Coach Mason and her players win some respect

January 31, 1994|By SUSAN REIMER

When Paula Mason tried to volunteer to help coach her son's 10-to-12-year-old basketball team, the guy behind the sign-up table looked at her funny and suggested maybe she would rather be the "snack mother."

No, she said evenly. She wanted to coach.

How about the "phone tree mother," he offered.

No, she said. She'd played in college at Catholic University and ++ she wanted to coach her son and, frankly, if he didn't want her as a volunteer coach, he wasn't going to get her as a volunteer anything.

The man behind the sign-up table brightened. She'd played in college? Would she write her credentials beside her name? Paula looked down at the list of names. All men and not one had written anything but a phone number beside his name. But she complied.

Paula Mason was an assistant coach that first year, and some fathers of her players would not leave the gym when she was running practice.

In her second year, she was head coach and lost her first scrimmage, 30-1. Some of the opposing coaches would not shake her hand or speak to her after the games that season, and her husband heard the circumspect conversations of her players' fathers in the stands.

"There was none of the inherent respect a father would get for being coach," Roy Mason recalls. "It was clear the team would have to do well to justify her."

They did. Her Wolverines finished the season in the Severna Park Green Hornets' league with a 9-4 record and beat the regular-season champion Hoyas, 30-27, to win the playoff title.

This year, fathers called her and expressed their dismay that their sons had not been assigned to her team again.

So Paula Mason proved herself as a basketball coach. And no one at a sign-up table for motherhood would ever ask this woman to write down her credentials. Just ask Matt, her center and her son.

"When she coaches, she gets really into the team and she helps everybody," says Matt. "Last year, we lost a lot of games at first, but she always made us feel like we were going to win the next game.

"And I like seeing my mom's team win and some people who thought they were so great, lose."

Paula is coaching Matthew because he asked her to, because he needed her to, because he is a bright but shy boy who feels better about things the more he knows about them and he would feel much better about basketball if his mom was his coach -- the way he feels about baseball when his dad is his coach. She's almost dismissive about what it's taken to respond to this request by her son.

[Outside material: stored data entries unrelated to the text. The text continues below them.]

PR #2525, opened 2026-06-29
cancel the workflow if build-gradle fails and unblock previously dependent jobs

samfreund:
We don't need to wait for build-gradle to run everything else. Thus also sets it up so that if tests fail, we cancel the entire workflow.

This also cuts roughly six minutes off our CI time.

### DIFF
--- a/.github/workflows/build.yml
+++ b/.github/workflows/build.yml
@@ -154,6 +154,19 @@ jobs:
         run: ./gradlew photon-targeting:build photon-core:build photon-server:build -x check
       - name: Gradle Tests and Coverage
         run: ./gradlew test jacocoTestReport --stacktrace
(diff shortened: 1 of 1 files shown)


mcm001:
At the potential cost of eating CI runner time for jobs that would fail, right?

"I am there because I am comfortable that Matt wants me there. I'd like to see more women do this. It is not that hard. If you had a daughter, you would do it. A dad doesn't think twice about this stuff. Don't do it and you lose an opportunity," she says.

That's easier to say if you know how to set a screen, and Paula Mason does. But she is also coaching her players in the finer points of sports courtesy. You don't enter the gym when another coach is there with his team. You don't dribble when your coach is talking. And she was the reason her team spontaneously cheered at the end of last season when one sorry player caught his first pass.

What is in this for Paula? She is a project director at North Arundel Hospital, and Friday night practices and games at 8 a.m. Saturday in the dead of winter do not make life simple. But her husband sees the benefit as he watches practice.

"She shares a masculine activity with her son, which will put her in a position to share a masculine activity with him in the future, when mothers are excluded," he says. "That will be special."

"He was a premature baby, and then he was around for six years before his baby brother got here," explains Paula. "We have always been close, but as he gets older, you have to fight for those things you have in common. I guess I hope that years from now, part of him remembers that he asked his mom to coach him and she did."

During the first game of this season, one of Paula's players cried on the bench, devastated by one bad pass. He was being too hard on himself, Paula knew, and his tears were hurting his teammates, too. She bear-hugged his raging little body, scolding him and comforting him all at once. Was she a mother just then, I ask, or a coach?

"I guess I don't see how you separate them."